PR #140, opened 2025-02-13
[SNOW-147] Filter out deleted ACLs from `ACL_LATEST`

jaymedina:
## problem

`aclsnapshots` does not capture deleted ACLs, and there was an issue in the way the latest ACLs were retrieved. Both are addressed in the solution below.

## solution

- [x] Remove R script creating the `ACL_LATEST` dynamic table
- [x] Add V script re-introducing the `ACL_LATEST` dynamic table, refactored
- [x] Add a `snapshot_date` window to filter out for only the latest ACLs, which should minimize the risk of including deleted ACLs

### Original Process
1. **Unpack**
2. **Dedup**

### Original Data Structure

In this example, principal ID 200 gets `READ` privileges removed in 2025.
| owner-id | record-access                                       | timestamp    |
|----------|-----------------------------------------------------|--------------|
| 2        | {100: [read, download], 200: [read]}                | 12-1-2024     |
| 2        | {100: [read, download]}                             | 1-1-2025   |

### Data Structure (After Unpacking & Deduplicating)

Notice how unpacking before deduplicating, and defining a duplicate as a repeated entry of `owner_id` `access_type` and `prinicpal_id`, lets the ACL with pid 200 sneak into the final latest table, even though their permissions were removed in 1-1-2025.

| owner-id | access-type | pid | timestamp    |
|----------|-------------|-----|--------------|
| 2        | read        | 100 | 1-1-2025     |
| 2        | download    | 100 | 1-1-2025     |
| 2        | read        | 200 | 12-1-2024    |

---

### New Process
1. **Dedup**
2. **Unpack**

### Data Structure (After Deduplicating & Unpacking)

When we first deduplicate only based on the `owner_id`, and _then_ unpack the `access_type` and `principal_id`, only the ACL from 1-1-2025 is kept in the latest table.

| owner-id | access-type | pid | timestamp    |
|----------|-------------|-----|--------------|
| 2        | read        | 100 | 1-1-2025     |
| 2        | download    | 100 | 1-1-2025     |

## testing

<details>
  <summary>For testing, I created a temporary table for `ACL_LATEST` that I ran all the queries against. </summary>

```
CREATE OR REPLACE TEMPORARY TABLE temp_acl_latest AS
WITH dedup_acl AS (
    SELECT
        *,
        parse_json(resource_access) AS acl
    FROM synapse_data_warehouse.SYNAPSE_RAW.ACLSNAPSHOTS
    WHERE
        SNAPSHOT_DATE >= CURRENT_TIMESTAMP - INTERVAL '14 days'
    QUALIFY
        ROW_NUMBER() OVER (
            PARTITION BY OWNER_ID
            ORDER BY CHANGE_TIMESTAMP DESC, SNAPSHOT_TIMESTAMP DESC
        ) = 1
),
dedup_acl_expanded AS (
    SELECT
        CREATED_ON,
        CHANGE_TIMESTAMP,
        CHANGE_TYPE,
        OWNER_ID,
        OWNER_TYPE,
        SNAPSHOT_DATE,
        SNAPSHOT_TIMESTAMP,
        COALESCE(
            array_sort(value:"accesstype"::variant),
            array_sort(value:"accessType"::variant),
            array_sort(value:"accesstype#1"::variant),
            array_sort(value:"accesstype#2"::variant),
            array_sort(value:"accesstype#3"::variant)
        ) AS access_type,
        COALESCE(
            value:"principalId"::number,
            value:"principalid"::number,
            value:"principalid#1"::number
        ) AS principal_id
    FROM 
        dedup_acl,
        LATERAL FLATTEN(acl, outer => TRUE)
)
SELECT
    *
FROM
    dedup_acl_expanded;
   ```
</details>

<details><summary>Next, I queried for the discrepancies between the temporary table and the current `acl_latest`</summary>

```
WITH temp_counts AS (
    SELECT owner_id, COUNT(accesstype) AS temp_count
    FROM temp_acl_latest
    GROUP BY owner_id
),
acl_counts AS (
    SELECT owner_id, COUNT(access_type) AS acl_count
    FROM synapse_data_warehouse.synapse.acl_latest
    GROUP BY owner_id
)
SELECT 
    COALESCE(t.owner_id, a.owner_id) AS owner_id,
    t.temp_count,
    a.acl_count,
    ABS(COALESCE(t.temp_count, 0) - COALESCE(a.acl_count, 0)) AS difference
FROM temp_counts t
FULL OUTER JOIN acl_counts a
    ON t.owner_id = a.owner_id
WHERE COALESCE(t.temp_count, 0) != COALESCE(a.acl_count, 0);
```

</details> 

<details><summary>Lastly, I would arbitrarily select entities (`owner_id`) from the previous query and compare the ACL results between the new solution table and the current ACL_LATEST table, against the entity itself on Synapse.</summary>

```
select owner_id, change_timestamp, access_type, principal_id
from temp_acl_latest 
where owner_id = 24246541
order by change_timestamp desc, principal_id desc;

select *
from synapse_data_warehouse.synapse.acl_latest
where owner_id = 24246541
order by change_timestamp desc, principal_id desc;
```
</details> 

<details><summary>Here are some example results that confirm the results from `temp_acl_latest` are more accurate</summary>

1. syn3482905 no longer exists, and ACL does not show up in new solution, but does in `acl_latest`

image
image

2. same with syn27899252

image
image

3. syn63997960 has 6 ACLs on synapse, matching the new solution

image

new sol:
image

original sol has 3 ACLs that were removed:
image

</details> 

<details><summary>Leveraging NODE_LATEST/TEAM_LATEST for further verification</summary>

I looked to see what nodes might be missing from the new solution, and found that all the ones listed are nodes that don't exist anymore (a separate problem for `node_latest`).

```
SELECT *
FROM synapse.node_latest
WHERE benefactor_id = id
  AND id NOT IN (
    SELECT DISTINCT owner_id
    FROM temp_acl_latest
  );
```
image

Likeswise, I did the same for teams and saw that MOST of the missing IDs are because they don't exist in the original `aclsnapshots` table OR because of the 14 day cutoff in our new solution (see below for the ones that ARE in aclsnapshots, but don't make it through the 14 day cutoff):

```
with ids_in_team_latest_not_in_acl_latest as (
select id
from synapse.team_latest
where id not in (
    SELECT DISTINCT owner_id
        FROM temp_acl_latest
      )
order by snapshot_timestamp desc, change_timestamp desc
)
select *
from synapse_raw.aclsnapshots
where owner_id in (select id from ids_in_team_latest_not_in_acl_latest);
```

image

</details>

### CODE REVIEW

**Comment by philerooski** [comment]
No differences between that interactive rebase I did and this new branch, so you're good on that front 👍

File: synapse_data_warehouse/synapse/dynamic_tables/V2.40.0__acl_latest_refactored.sql [hunk 1]
```diff
@@ -0,0 +1,49 @@
...
+                value:"principalid#1"::number
+            ) AS principal_id
+        FROM 
+            dedup_acl,
+            LATERAL FLATTEN(acl, outer=>TRUE)
+    )
+    SELECT
+        *
+    FROM
+        dedup_acl_expanded;
```
BryanFauble, line 49: I think you could drop this second CTE since right after you do it you're doing a `SELECT *` on it.

```suggestion
)
SELECT
    CHANGE_TIMESTAMP,
    CHANGE_TYPE,
    CREATED_ON,
    OWNER_ID,
    OWNER_TYPE,
    SNAPSHOT_DATE,
    SNAPSHOT_TIMESTAMP,
    COALESCE(
        array_sort(value:"accesstype"::variant),
        array_sort(value:"accessType"::variant),
        array_sort(value:"accesstype#1"::variant),
        array_sort(value:"accesstype#2"::variant),
        array_sort(value:"accesstype#3"::variant)
    ) AS access_type,
    COALESCE(
        value:"principalId"::number,
        value:"principalid"::number,
        value:"principalid#1"::number
    ) AS principal_id
FROM 
    dedup_acl,
    LATERAL FLATTEN(acl, outer=>TRUE)
```

BryanFauble (approved):
LGTM!

jaymedina:
Thanks! I'll be merging this once https://github.com/Sage-Bionetworks/snowflake/pull/142 merges into `main`.

synapse_data_warehouse/synapse/dynamic_tables/V2.40.0__acl_latest_refactored.sql
```diff
@@ -0,0 +1,43 @@
...
+
+
+CREATE OR REPLACE DYNAMIC TABLE ACL_LATEST
+    TARGET_LAG = '1 day'
+    WAREHOUSE = compute_xsmall
+    AS 
+    WITH dedup_acl AS (
+        SELECT
+            *,
+            parse_json(resource_access) as acl,
```
philerooski, line 11: Interpreting the fields in `resource_access` isn't necessary to determine the latest snapshot, so we're making Snowflake call `parse_json` unnecessarily over a pretty significant number of snapshots which we're just going to drop anyways.

Can we move `parse_json` into the `LATERAL FLATTEN` function instead?

synapse_data_warehouse/synapse/dynamic_tables/V2.40.0__acl_latest_refactored.sql
```diff
@@ -0,0 +1,43 @@
...
+        array_sort(value:"accesstype"::variant),
+        array_sort(value:"accessType"::variant),
+        array_sort(value:"accesstype#1"::variant),
+        array_sort(value:"accesstype#2"::variant),
+        array_sort(value:"accesstype#3"::variant)
+    ) AS access_type,
+    COALESCE(
+        value:"principalId"::number,
+        value:"principalid"::number,
+        value:"principalid#1"::number
```
philerooski, line 39: Are these all possible field names in the `resource_access` JSON?

A normal looking `resource_access` looks like
```
[
  {
    "accessType": [
      "CREATE",
      "CHANGE_SETTINGS",
      "DELETE",
      "DOWNLOAD",
      "CHANGE_PERMISSIONS",
      "READ",
      "MODERATE",
      "UPDATE"
    ],
    "principalId": 3336429
  },
  ...
]
```
But we sometimes have fields like `accesstype#3` and `pricipalid#1` as well? How do we know we won't see a `accesstype#4` in the future?

synapse_data_warehouse/synapse/dynamic_tables/V2.40.0__acl_latest_refactored.sql
```diff
@@ -0,0 +1,45 @@
...
+    AS 
+    WITH dedup_acl AS (
+        SELECT
+            *,
+            parse_json(resource_access) as acl,
+        FROM {{database_name}}.SYNAPSE_RAW.ACLSNAPSHOTS --noqa: TMP
+        WHERE
+            SNAPSHOT_DATE >= CURRENT_TIMESTAMP - INTERVAL '14 days'
+        AND
+            RESOURCE_ACCESS != '[]'
```
jaymedina, line 16: Based on the Slack thread [here](https://sagebionetworks.slack.com/archives/C05PBT2FUHF/p1739394419004849). I can confirm that are no more `NULL` values in the `acl_latest` table with this filter:

image

Before there were:

image
.

synapse_data_warehouse/synapse/dynamic_tables/V2.40.0__acl_latest_refactored.sql
```diff
@@ -0,0 +1,51 @@
...
+            array_sort(value:"accesstype#3"::variant)
+        ) AS access_type,
+        COALESCE(
+            value:"principalId"::number,
+            value:"principalid"::number,
+            value:"principalid#1"::number
+        ) AS principal_id
+    FROM 
+        dedup_acl,
+        LATERAL FLATTEN(PARSE_JSON(RESOURCE_ACCESS));
```
jaymedina, line 51: We no longer need `outer=>true` because we are filtering out objects that cannot be exploded.

synapse_data_warehouse/synapse/dynamic_tables/V2.40.0__acl_latest_refactored.sql
jaymedina: Resolved!

synapse_data_warehouse/synapse/dynamic_tables/V2.40.0__acl_latest_refactored.sql
jaymedina: Great point - I'm working on a more elegant solution to this that does not involve hard-coding the field names

synapse_data_warehouse/synapse/dynamic_tables/V2.40.0__acl_latest_refactored.sql
```diff
@@ -0,0 +1,85 @@
...
+            )) AS access_type, -- Grab the access type VARIANT programmatically regardless of field name
+            MAX(
+                CASE 
+                    WHEN key ILIKE '%principal%' THEN value::number
+                END
+            ) AS principal_id -- Grab the principal ID NUMBER programmatically regardless of field name
+        FROM 
+            dedup_acl_level1_unpack,
+            LATERAL FLATTEN(INPUT => ACL_ENTRY)
+        GROUP BY
```
thomasyu888, line 74: Nit: check the different `GROUP BY` functions that snowflake offers.

synapse_data_warehouse/synapse/dynamic_tables/V2.40.0__acl_latest_refactored.sql
philerooski: This is a clever solution. Is this ('%access%') as precise as we can be to avoid matching some new field that might be introduced but that is semantically different from accessType? Can we use additional cases in the CASE...END statement to strike that balance between specificity and generalizability?

But before we put too much thought into that, we should acknowledge that this is an upstream bug/feature handed down to us from the Platform team. Fields like `accessType1` and `accessType2` are an obvious indicator that `accessType` should have been modeled as a list of objects. You may want to file a ticket with Platform asking them to put this data into a sane format. In the meanwhile, I'll leave it to you whether we should revert to the naive solution of selecting `accessType1`, `accessType2`, etc. explicitly. or whether we should maintain the pattern-matching solution. They each have their drawbacks.

jaymedina: > we should acknowledge that this is an upstream bug/feature handed down to us from the Platform team. Fields like accessType1 and accessType2 are an obvious indicator that accessType should have been modeled as a list of objects. You may want to file a ticket with Platform asking them to put this data into a sane format.

That's true, I'll file a ticket for them to address this before taking the snapshots. I anticipate that platform won't get to this any time soon while they are backed up with other items, so in the meantime, I'd like to move forward with this since it's a bit more robust than the previous solution.

I definitely think there are ways we can make this more airtight, but since the EL ACL reports are due by the end of this week, I'd like to move forward with the solution we have now and I can make a ticket to revisit later with the considerations below:

> Is this ('%access%') as precise as we can be to avoid matching some new field that might be introduced but that is semantically different from accessType? Can we use additional cases in the CASE...END statement to strike that balance between specificity and generalizability?

Let me know if you agree with this plan!

philerooski: Sounds good.

synapse_data_warehouse/synapse/dynamic_tables/V2.40.0__acl_latest_refactored.sql
jaymedina: I looked at `GROUP BY ALL` and `GROUP BY GROUPING SETS (...)`:

`GROUP BY ALL` overgroups the results (we are expecting 614K rows)

image

and `GROUP BY GROUPING SETS (...)` is used when grouping by multiple categories, but here we are just leveraging `GROUP BY` to group by the `ACL_ENTRY` just to pair the access types with the right principal IDs. 

Is there another function you think I should look at, and was this for optimization or to simplyify the query?

jaymedina:
I just bumped up the latest version, would y'all mind giving this one last review before I merge? Thanks!

synapse_data_warehouse/synapse/dynamic_tables/V2.40.0__acl_latest_refactored.sql
jaymedina: [Ticket](https://sagebionetworks.jira.com/browse/SNOW-243) for revisiting this query for further optimization.

I'll make the platform ticket after lunch and resolve this thread when made.

synapse_data_warehouse/synapse/dynamic_tables/V2.41.0__acl_latest_refactored.sql
```diff
@@ -0,0 +1,85 @@
...
+            OWNER_ID,
+            OWNER_TYPE,
+            SNAPSHOT_DATE,
+            SNAPSHOT_TIMESTAMP,
+            RESOURCE_ACCESS
+        FROM {{ database_name }}.SYNAPSE_RAW.ACLSNAPSHOTS --noqa: TMP
+        WHERE
+            SNAPSHOT_DATE >= CURRENT_TIMESTAMP - INTERVAL '14 days'
+        AND
+            RESOURCE_ACCESS != '[]'
```
philerooski, line 25: If this isn't already documented in the ticket, can we get an inline comment explaining what it means for RESOURCE_ACCESS == '[]'

jaymedina: Added! https://github.com/Sage-Bionetworks/snowflake/pull/140/commits/ee794901799db2d01ca67a24ae3ecf03e2eb42e3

——

TASK GOAL: Filter the preceding entries down to the lines with "SETS".

ANSWER AREA:
jaymedina: I looked at `GROUP BY ALL` and `GROUP BY GROUPING SETS (...)`:
and `GROUP BY GROUPING SETS (...)` is used when grouping by multiple categories, but here we are just leveraging `GROUP BY` to group by the `ACL_ENTRY` just to pair the access types with the right principal IDs. 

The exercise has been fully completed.